ACTION ITEM: Locate the string "findAsync" in the records below. Copy every line where it occurs.

*** TASK DATA ***

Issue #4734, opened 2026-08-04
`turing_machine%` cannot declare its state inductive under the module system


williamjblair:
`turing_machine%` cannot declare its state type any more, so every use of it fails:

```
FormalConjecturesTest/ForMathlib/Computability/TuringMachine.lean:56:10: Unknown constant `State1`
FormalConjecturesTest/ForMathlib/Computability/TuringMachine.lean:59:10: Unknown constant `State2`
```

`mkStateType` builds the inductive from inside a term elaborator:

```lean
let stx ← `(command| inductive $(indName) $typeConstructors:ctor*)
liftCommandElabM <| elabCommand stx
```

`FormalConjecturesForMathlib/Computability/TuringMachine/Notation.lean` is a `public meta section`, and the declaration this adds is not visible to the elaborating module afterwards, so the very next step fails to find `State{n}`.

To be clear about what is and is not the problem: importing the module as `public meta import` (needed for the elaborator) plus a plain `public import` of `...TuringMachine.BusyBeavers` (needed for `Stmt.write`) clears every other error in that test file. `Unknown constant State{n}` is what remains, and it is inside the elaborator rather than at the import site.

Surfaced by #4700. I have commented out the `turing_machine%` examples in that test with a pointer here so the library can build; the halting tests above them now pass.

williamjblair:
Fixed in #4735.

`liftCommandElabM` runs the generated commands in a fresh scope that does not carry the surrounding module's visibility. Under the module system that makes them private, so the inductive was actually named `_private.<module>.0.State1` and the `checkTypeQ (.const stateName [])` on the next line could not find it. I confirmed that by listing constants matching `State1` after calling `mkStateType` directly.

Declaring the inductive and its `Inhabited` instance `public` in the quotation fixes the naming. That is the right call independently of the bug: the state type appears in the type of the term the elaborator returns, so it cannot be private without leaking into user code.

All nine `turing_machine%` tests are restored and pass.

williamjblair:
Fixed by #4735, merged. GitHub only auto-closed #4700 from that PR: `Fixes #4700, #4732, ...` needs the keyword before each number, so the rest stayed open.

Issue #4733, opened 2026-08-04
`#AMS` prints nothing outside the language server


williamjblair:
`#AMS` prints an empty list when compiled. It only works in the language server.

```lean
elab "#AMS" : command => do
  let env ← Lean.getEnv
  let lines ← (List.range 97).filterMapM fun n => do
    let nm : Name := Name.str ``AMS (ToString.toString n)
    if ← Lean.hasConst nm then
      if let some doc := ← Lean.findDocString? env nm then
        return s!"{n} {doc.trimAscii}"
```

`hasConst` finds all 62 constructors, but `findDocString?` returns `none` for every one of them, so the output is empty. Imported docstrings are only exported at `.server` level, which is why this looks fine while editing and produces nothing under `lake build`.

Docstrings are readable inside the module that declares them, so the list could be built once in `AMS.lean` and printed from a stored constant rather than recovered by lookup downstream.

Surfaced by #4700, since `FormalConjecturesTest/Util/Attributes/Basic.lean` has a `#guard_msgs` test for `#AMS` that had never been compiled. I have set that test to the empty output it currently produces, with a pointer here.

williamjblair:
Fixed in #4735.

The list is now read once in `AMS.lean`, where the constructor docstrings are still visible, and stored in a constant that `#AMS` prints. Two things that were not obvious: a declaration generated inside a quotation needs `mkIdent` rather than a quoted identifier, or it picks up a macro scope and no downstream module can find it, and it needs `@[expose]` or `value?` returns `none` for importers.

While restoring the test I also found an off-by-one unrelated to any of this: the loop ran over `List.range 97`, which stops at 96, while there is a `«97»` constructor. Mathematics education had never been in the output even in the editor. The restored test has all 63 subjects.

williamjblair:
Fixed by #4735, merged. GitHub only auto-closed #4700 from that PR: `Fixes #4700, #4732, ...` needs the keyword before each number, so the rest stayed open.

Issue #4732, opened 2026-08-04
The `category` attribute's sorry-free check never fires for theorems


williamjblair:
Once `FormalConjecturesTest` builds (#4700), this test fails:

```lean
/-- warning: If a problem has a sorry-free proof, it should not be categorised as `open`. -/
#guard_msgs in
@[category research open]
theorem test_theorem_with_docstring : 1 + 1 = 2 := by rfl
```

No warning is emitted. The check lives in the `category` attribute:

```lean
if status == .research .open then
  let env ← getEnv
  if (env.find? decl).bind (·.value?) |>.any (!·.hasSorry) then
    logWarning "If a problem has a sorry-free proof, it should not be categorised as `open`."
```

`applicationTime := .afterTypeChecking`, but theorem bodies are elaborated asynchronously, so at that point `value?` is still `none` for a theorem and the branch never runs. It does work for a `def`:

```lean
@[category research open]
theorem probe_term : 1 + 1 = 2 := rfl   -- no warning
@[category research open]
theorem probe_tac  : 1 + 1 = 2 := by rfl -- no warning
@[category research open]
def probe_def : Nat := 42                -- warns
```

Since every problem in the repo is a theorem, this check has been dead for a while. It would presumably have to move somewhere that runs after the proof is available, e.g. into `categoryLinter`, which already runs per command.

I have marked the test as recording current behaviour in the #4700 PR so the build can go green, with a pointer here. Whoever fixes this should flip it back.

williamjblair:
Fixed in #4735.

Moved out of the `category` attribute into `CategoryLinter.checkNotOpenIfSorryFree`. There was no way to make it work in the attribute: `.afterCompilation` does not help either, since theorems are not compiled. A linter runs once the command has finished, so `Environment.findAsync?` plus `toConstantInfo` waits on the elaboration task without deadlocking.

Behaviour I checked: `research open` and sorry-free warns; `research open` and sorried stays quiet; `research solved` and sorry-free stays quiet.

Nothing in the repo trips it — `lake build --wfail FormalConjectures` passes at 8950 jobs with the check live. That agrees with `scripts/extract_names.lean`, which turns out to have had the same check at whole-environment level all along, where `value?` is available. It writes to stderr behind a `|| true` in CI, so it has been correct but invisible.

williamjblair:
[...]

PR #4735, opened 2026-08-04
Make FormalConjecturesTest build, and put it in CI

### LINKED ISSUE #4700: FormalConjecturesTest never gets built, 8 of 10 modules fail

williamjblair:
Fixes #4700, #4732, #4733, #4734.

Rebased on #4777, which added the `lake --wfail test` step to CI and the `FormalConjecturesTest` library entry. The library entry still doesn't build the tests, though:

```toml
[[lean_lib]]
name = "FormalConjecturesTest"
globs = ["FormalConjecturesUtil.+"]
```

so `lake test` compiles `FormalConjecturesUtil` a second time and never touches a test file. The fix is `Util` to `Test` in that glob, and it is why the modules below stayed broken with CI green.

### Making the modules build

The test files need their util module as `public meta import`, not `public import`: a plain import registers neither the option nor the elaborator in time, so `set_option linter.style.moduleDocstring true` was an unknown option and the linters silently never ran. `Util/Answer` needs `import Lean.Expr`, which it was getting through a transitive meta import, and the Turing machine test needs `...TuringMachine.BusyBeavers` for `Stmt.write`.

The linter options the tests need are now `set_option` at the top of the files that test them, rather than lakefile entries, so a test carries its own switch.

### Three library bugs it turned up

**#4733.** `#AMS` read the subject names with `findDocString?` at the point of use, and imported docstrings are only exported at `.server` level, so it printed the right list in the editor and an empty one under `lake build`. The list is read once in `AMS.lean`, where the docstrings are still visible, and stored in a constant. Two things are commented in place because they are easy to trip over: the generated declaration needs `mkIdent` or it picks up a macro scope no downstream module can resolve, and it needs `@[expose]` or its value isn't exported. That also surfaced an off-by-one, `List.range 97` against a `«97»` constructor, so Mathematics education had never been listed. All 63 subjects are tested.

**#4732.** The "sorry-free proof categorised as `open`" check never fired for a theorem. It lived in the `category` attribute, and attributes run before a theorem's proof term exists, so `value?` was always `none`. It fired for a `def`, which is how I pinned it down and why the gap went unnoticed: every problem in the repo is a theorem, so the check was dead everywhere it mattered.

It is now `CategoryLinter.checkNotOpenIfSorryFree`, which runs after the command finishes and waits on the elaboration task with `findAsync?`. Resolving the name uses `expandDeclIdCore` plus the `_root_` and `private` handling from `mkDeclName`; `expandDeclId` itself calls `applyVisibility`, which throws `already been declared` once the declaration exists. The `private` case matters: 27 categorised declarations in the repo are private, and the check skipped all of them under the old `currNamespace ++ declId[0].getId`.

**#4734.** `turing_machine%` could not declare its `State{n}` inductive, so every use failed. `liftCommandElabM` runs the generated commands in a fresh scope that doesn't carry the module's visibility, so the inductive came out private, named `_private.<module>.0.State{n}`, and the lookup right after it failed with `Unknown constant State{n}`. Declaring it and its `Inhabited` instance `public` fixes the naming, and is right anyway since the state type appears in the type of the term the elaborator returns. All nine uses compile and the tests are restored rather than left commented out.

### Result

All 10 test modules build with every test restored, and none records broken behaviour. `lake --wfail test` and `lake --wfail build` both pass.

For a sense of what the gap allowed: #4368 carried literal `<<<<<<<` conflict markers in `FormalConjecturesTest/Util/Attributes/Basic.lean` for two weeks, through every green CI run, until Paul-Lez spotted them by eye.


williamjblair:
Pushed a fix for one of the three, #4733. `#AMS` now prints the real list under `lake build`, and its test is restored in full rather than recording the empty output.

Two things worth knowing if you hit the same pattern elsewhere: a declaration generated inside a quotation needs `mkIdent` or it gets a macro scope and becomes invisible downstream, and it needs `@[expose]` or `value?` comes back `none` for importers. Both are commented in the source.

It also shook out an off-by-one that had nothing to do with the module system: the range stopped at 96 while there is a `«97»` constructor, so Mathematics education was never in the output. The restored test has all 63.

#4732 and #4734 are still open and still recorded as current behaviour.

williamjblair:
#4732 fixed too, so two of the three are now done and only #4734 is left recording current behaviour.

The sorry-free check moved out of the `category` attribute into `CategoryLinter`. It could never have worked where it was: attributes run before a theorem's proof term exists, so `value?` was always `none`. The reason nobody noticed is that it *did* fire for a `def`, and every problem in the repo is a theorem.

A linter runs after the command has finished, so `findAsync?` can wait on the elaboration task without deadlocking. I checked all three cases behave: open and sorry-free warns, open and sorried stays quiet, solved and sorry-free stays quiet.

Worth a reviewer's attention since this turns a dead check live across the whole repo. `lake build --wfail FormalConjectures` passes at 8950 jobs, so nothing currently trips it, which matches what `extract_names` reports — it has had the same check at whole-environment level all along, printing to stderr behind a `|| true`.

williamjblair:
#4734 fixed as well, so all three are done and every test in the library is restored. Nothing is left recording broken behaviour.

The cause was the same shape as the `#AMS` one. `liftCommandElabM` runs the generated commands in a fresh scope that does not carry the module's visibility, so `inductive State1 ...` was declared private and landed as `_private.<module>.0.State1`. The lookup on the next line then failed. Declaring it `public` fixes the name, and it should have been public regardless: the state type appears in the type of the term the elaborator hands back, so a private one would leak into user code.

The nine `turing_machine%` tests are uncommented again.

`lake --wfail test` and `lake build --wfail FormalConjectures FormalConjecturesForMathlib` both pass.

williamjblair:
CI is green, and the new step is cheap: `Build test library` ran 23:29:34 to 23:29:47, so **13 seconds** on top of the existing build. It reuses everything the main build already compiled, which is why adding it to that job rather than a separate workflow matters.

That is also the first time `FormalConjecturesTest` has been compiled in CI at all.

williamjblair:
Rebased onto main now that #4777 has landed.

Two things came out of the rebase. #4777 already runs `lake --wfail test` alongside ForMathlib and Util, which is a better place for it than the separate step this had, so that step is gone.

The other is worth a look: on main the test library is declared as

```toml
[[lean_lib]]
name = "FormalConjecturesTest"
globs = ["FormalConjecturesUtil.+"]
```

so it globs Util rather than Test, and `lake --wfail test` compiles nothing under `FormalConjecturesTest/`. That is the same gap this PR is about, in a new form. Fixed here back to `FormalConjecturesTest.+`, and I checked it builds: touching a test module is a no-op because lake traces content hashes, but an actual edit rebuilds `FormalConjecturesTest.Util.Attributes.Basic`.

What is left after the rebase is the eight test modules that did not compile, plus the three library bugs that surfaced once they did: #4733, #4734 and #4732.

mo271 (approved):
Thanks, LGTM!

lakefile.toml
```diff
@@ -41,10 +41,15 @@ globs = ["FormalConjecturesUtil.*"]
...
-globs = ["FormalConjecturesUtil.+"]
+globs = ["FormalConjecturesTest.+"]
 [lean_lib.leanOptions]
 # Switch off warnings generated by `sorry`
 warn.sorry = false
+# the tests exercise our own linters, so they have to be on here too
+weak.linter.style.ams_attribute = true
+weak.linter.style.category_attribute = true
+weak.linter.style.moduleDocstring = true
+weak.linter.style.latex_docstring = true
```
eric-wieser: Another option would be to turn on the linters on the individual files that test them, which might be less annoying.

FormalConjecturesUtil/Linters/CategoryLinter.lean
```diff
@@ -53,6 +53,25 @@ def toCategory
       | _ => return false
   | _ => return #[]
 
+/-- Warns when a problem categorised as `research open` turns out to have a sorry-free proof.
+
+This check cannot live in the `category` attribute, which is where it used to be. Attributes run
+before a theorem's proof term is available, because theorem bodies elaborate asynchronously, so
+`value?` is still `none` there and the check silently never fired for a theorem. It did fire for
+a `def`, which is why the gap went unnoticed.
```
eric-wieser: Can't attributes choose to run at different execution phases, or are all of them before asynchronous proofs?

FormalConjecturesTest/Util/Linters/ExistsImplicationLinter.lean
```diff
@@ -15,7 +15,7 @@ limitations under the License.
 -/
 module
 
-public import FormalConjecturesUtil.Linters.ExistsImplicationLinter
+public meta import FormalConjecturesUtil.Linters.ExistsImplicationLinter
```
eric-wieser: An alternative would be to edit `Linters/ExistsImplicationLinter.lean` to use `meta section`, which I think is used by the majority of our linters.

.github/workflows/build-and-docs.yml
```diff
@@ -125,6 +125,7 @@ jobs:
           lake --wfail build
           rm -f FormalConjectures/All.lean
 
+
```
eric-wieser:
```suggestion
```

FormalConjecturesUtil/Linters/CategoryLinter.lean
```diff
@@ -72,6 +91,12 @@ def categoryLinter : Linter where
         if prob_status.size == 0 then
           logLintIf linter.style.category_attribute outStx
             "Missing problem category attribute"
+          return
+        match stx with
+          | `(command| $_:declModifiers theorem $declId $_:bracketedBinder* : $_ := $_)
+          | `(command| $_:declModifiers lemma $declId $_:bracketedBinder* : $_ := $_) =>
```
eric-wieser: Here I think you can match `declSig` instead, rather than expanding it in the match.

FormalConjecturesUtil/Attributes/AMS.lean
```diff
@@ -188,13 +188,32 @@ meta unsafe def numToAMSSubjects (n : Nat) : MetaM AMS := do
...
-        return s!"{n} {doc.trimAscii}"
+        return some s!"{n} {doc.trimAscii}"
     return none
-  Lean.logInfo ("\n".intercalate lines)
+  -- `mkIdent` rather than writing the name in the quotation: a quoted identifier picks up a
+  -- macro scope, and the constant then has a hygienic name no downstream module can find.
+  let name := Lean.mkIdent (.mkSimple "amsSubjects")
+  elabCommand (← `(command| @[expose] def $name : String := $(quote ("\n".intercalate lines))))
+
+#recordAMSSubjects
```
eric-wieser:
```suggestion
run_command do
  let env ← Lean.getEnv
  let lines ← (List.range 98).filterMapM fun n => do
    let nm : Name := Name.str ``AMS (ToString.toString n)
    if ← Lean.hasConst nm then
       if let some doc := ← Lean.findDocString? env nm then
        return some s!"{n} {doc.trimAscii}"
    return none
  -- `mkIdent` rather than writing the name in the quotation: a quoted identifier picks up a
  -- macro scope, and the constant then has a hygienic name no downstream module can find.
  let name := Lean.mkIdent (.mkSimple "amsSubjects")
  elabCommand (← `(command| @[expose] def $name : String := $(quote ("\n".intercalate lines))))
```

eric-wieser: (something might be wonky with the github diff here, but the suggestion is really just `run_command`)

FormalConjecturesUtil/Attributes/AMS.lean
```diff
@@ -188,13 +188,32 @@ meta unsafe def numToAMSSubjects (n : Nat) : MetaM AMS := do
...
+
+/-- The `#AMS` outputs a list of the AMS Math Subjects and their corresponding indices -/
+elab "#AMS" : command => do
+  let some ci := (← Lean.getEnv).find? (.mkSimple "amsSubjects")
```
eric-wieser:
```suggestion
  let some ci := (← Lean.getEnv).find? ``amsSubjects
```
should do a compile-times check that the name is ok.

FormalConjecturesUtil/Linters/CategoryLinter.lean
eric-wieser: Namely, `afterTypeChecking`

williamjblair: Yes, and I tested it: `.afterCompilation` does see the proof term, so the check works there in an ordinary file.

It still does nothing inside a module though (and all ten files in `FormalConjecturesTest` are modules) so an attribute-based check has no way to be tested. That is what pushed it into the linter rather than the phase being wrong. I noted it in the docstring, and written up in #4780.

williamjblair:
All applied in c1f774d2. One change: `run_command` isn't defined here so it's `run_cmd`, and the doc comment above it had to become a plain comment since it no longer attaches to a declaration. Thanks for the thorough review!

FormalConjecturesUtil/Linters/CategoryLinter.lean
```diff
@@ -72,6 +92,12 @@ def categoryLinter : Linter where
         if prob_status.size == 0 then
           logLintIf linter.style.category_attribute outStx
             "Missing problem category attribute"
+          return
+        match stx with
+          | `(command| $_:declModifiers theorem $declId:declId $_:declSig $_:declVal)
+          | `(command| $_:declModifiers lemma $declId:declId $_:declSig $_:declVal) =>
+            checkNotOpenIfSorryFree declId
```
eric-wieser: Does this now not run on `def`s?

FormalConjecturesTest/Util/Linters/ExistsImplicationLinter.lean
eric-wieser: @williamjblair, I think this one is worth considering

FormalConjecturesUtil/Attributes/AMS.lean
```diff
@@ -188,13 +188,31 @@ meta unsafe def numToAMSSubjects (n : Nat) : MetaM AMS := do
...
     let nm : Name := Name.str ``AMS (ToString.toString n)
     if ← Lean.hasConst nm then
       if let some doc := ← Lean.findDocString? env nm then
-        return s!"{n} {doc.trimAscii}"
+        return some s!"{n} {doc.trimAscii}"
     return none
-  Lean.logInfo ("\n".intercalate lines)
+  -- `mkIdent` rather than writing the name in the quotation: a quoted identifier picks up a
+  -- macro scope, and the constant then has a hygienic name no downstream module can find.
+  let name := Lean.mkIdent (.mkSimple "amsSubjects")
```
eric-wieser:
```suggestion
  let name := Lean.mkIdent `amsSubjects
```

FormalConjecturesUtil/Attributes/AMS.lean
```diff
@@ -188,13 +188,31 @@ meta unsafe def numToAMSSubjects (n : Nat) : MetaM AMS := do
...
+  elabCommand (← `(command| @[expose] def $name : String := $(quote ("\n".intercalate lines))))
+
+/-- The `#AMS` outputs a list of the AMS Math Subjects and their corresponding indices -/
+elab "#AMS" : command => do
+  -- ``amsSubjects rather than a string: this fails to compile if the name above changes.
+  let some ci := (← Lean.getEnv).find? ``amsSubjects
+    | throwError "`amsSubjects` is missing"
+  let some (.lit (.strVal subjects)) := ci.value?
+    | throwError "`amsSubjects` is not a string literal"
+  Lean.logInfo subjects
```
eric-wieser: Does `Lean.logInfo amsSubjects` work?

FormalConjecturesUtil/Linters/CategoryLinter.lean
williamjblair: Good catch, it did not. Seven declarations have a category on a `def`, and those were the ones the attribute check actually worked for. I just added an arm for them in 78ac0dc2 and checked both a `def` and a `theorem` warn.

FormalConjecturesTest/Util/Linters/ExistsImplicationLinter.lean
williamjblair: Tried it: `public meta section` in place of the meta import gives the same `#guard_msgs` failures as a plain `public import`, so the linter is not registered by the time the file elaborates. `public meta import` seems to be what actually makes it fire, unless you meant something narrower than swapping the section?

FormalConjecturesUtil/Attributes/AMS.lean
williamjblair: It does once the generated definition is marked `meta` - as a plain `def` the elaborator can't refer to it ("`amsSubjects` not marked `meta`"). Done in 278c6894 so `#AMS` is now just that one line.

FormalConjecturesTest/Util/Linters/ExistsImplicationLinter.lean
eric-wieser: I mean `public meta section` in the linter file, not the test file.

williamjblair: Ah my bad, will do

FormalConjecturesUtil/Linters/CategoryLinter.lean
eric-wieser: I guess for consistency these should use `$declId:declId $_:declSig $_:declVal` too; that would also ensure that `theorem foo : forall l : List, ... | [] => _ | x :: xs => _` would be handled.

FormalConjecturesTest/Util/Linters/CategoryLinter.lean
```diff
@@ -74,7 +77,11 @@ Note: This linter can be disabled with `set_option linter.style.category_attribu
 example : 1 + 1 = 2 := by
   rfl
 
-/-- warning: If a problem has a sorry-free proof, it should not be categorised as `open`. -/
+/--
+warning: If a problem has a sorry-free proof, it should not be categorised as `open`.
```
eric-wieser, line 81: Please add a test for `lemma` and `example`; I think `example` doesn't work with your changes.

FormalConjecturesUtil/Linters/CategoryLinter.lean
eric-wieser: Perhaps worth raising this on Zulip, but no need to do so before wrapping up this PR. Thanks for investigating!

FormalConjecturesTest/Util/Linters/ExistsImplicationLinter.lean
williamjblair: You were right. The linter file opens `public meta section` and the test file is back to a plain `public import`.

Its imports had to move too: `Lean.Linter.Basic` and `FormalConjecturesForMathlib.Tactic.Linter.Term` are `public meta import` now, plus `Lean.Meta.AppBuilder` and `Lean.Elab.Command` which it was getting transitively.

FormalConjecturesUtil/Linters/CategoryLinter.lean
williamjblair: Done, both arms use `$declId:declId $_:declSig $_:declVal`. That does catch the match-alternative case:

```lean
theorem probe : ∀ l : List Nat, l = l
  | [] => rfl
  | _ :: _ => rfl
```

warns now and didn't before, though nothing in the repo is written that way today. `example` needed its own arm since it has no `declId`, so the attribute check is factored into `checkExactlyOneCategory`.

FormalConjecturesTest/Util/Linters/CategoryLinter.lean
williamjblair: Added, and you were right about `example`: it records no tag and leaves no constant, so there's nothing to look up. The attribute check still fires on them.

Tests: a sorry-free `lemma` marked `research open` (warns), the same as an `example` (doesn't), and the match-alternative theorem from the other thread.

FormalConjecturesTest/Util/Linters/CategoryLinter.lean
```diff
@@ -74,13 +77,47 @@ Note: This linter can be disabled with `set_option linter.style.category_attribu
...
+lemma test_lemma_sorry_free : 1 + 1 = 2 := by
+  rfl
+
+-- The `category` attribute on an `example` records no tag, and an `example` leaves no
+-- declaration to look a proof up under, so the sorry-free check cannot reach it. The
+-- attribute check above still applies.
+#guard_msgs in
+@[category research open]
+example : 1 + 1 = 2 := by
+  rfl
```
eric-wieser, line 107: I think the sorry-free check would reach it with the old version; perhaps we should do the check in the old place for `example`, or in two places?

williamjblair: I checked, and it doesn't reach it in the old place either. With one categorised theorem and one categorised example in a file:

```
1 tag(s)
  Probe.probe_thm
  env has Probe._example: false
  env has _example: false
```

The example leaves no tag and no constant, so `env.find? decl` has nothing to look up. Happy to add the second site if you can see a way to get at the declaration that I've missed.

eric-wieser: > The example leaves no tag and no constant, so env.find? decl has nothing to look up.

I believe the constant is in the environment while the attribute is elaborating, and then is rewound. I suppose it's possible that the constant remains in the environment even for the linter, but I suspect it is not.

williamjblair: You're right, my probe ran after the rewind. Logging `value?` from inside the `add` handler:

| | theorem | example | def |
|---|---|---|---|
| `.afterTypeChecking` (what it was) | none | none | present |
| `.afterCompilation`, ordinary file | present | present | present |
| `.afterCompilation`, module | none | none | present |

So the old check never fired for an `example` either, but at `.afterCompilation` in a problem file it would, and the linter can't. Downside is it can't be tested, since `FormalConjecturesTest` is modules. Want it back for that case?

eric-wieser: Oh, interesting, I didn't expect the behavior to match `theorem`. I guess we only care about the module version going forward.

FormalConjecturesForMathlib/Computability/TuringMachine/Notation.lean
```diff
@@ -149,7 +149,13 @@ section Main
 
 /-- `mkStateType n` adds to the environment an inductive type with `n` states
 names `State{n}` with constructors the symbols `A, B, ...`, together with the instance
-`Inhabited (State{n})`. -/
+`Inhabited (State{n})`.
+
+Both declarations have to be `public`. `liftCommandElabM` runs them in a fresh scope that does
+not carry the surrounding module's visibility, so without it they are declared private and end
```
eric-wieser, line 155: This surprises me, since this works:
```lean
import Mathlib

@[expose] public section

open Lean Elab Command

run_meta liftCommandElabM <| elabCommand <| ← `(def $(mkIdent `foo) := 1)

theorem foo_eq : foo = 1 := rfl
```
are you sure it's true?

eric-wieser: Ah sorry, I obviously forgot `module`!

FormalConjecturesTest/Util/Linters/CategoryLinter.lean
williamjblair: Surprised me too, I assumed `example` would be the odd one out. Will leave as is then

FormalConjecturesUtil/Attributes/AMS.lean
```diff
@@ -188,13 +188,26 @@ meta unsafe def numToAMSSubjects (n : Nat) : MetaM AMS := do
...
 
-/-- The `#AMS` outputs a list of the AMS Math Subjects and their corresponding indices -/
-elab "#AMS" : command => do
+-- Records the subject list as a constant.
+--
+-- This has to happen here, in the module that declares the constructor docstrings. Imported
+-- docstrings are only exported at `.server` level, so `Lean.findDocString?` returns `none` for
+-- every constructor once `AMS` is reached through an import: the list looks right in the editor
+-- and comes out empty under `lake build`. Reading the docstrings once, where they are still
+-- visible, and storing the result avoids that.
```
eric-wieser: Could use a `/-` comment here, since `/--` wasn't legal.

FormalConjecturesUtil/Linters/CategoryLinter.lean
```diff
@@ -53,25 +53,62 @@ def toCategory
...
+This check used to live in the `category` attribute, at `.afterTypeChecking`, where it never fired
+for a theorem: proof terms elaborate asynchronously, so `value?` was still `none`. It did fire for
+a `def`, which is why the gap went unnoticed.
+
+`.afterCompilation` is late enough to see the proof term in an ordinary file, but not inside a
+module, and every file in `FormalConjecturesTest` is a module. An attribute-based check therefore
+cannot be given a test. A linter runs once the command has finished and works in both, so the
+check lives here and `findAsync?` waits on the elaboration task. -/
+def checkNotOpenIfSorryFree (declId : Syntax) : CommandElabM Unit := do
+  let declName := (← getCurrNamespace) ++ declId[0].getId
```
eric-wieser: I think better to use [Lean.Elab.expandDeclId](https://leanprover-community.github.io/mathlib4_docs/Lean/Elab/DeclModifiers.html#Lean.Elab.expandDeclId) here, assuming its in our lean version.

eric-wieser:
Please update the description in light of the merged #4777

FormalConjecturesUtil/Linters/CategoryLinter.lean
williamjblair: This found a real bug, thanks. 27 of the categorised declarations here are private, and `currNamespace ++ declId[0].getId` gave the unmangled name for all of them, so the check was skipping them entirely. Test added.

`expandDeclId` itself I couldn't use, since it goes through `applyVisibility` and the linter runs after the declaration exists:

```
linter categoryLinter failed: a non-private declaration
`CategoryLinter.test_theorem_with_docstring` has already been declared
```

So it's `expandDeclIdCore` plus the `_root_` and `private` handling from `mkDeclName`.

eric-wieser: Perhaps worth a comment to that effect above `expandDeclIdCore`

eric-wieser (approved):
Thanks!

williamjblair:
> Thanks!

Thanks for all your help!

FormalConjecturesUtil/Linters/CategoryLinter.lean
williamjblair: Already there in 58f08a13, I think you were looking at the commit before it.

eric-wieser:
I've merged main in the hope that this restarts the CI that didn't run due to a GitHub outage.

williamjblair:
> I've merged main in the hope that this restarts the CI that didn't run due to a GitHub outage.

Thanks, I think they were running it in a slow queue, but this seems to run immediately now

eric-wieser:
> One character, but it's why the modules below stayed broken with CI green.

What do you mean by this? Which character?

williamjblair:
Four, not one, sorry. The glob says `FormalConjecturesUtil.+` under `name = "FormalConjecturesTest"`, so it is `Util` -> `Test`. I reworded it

*** End of TASK DATA ***

FINAL ANSWER:
Moved out of the `category` attribute into `CategoryLinter.checkNotOpenIfSorryFree`. There was no way to make it work in the attribute: `.afterCompilation` does not help either, since theorems are not compiled. A linter runs once the command has finished, so `Environment.findAsync?` plus `toConstantInfo` waits on the elaboration task without deadlocking.
It is now `CategoryLinter.checkNotOpenIfSorryFree`, which runs after the command finishes and waits on the elaboration task with `findAsync?`. Resolving the name uses `expandDeclIdCore` plus the `_root_` and `private` handling from `mkDeclName`; `expandDeclId` itself calls `applyVisibility`, which throws `already been declared` once the declaration exists. The `private` case matters: 27 categorised declarations in the repo are private, and the check skipped all of them under the old `currNamespace ++ declId[0].getId`.
A linter runs after the command has finished, so `findAsync?` can wait on the elaboration task without deadlocking. I checked all three cases behave: open and sorry-free warns, open and sorried stays quiet, solved and sorry-free stays quiet.
+check lives here and `findAsync?` waits on the elaboration task. -/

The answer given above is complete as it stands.